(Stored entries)
******

Issue #2756, opened 2026-01-08
Gifted memberships not visible in library


vatsalkaushik:
Gift Purchase ID: `vvr1NrRhO-7SGKiVY-yXnQ==`

The giftee archived the purchase from their library and is unable to unarchive it. 

1. The `/library` page does not show the sidebar to filter archived products

<img width="1899" height="1550" alt="Image" src="https://github.com/user-attachments/assets/bc90cc3f-8b39-4422-96db-192b7c08057d" />

2. Going directly to `/library?show_archived_only=true` shows a blank page

<img width="1866" height="1626" alt="Image" src="https://github.com/user-attachments/assets/290f17bc-bd3a-4dc3-b534-ef2639d66714" />

3. I clicked the "Unarchive from library" button on the purchase's download page, but the purchase is missing even after that. 

<img width="786" height="2083" alt="Image" src="https://github.com/user-attachments/assets/83a20cb4-c047-442d-93a6-20eae277a5e4" />

Maybe this being a gift purchase has something to do with this?

vatsalkaushik:
Hi @suprisedbeing:
1. purchase.subscription is NOT nil
2. purchase.link.is_recurring_billing IS true

PR #3619, opened 2026-02-16
Show gifted membership purchases in library

nyomanjyotisa:
Resolves https://github.com/antiwork/gumroad/issues/2756

# Description

## Problem
Gifted membership/subscription purchases are not visible in the giftee's library. The `for_library` scope uses `not_recurring_charge`, which calls `not_subscription_or_original_purchase`. This scope only includes purchases where `subscription_id IS NULL` or `is_original_subscription_purchase` is set. Gift receiver subscription purchases have a `subscription_id` (not null) but `is_original_subscription_purchase` is explicitly `false`, causing them to be incorrectly filtered out as recurring charges.

## Solution

Updated the `not_subscription_or_original_purchase` scope in `Purchase` to also include purchases with the `is_gift_receiver_purchase` flag set.

---

# Before/After

## Before (Gift not visible on library)
image

## After
image

---

# AI Disclosure

Claude Opus 4.6 for code generation. All code was self reviewed.

### DIFF
--- a/app/models/purchase.rb
+++ b/app/models/purchase.rb
@@ -474,8 +474,9 @@ class Purchase < ApplicationRecord
   scope :not_additional_contribution, -> { where("purchases.flags IS NULL OR purchases.flags & ? = 0", Purchase.flag_mapping["flags"][:is_additional_contribution]) }
   scope :for_products, ->(products) { where(link_id: products) if products.present? }
   scope :not_subscription_or_original_purchase, -> {
-    where("purchases.subscription_id IS NULL OR purchases.flags & ? = ?",
-          Purchase.flag_mapping["flags"][:is_original_subscription_purchase], Purchase.flag_mapping["flags"][:is_original_subscription_purchase])
+    where("purchases.subscription_id IS NULL OR purchases.flags & ? = ? OR purchases.flags & ? = ?",
+          Purchase.flag_mapping["flags"][:is_original_subscription_purchase], Purchase.flag_mapping["flags"][:is_original_subscription_purchase],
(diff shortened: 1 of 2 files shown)


app/models/purchase.rb
```diff
@@ -474,8 +474,9 @@ class Purchase < ApplicationRecord
   scope :not_additional_contribution, -> { where("purchases.flags IS NULL OR purchases.flags & ? = 0", Purchase.flag_mapping["flags"][:is_additional_contribution]) }
   scope :for_products, ->(products) { where(link_id: products) if products.present? }
   scope :not_subscription_or_original_purchase, -> {
-    where("purchases.subscription_id IS NULL OR purchases.flags & ? = ?",
-          Purchase.flag_mapping["flags"][:is_original_subscription_purchase], Purchase.flag_mapping["flags"][:is_original_subscription_purchase])
+    where("purchases.subscription_id IS NULL OR purchases.flags & ? = ? OR purchases.flags & ? = ?",
+          Purchase.flag_mapping["flags"][:is_original_subscription_purchase], Purchase.flag_mapping["flags"][:is_original_subscription_purchase],
+          Purchase.flag_mapping["flags"][:is_gift_receiver_purchase], Purchase.flag_mapping["flags"][:is_gift_receiver_purchase])
```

******

**What you have to do:**
Retype, exactly and in full, the lines above from the one containing "2. Going directly" through the one containing "# AI Disclosure".

**Solution for this exercise:**
2. Going directly to `/library?show_archived_only=true` shows a blank page

<img width="1866" height="1626" alt="Image" src="https://github.com/user-attachments/assets/290f17bc-bd3a-4dc3-b534-ef2639d66714" />

3. I clicked the "Unarchive from library" button on the purchase's download page, but the purchase is missing even after that. 

<img width="786" height="2083" alt="Image" src="https://github.com/user-attachments/assets/83a20cb4-c047-442d-93a6-20eae277a5e4" />

Maybe this being a gift purchase has something to do with this?

vatsalkaushik:
Hi @suprisedbeing:
1. purchase.subscription is NOT nil
2. purchase.link.is_recurring_billing IS true

PR #3619, opened 2026-02-16
Show gifted membership purchases in library

nyomanjyotisa:
Resolves https://github.com/antiwork/gumroad/issues/2756

# Description

## Problem
Gifted membership/subscription purchases are not visible in the giftee's library. The `for_library` scope uses `not_recurring_charge`, which calls `not_subscription_or_original_purchase`. This scope only includes purchases where `subscription_id IS NULL` or `is_original_subscription_purchase` is set. Gift receiver subscription purchases have a `subscription_id` (not null) but `is_original_subscription_purchase` is explicitly `false`, causing them to be incorrectly filtered out as recurring charges.

## Solution

Updated the `not_subscription_or_original_purchase` scope in `Purchase` to also include purchases with the `is_gift_receiver_purchase` flag set.

---

# Before/After

## Before (Gift not visible on library)
image

## After
image

---

# AI Disclosure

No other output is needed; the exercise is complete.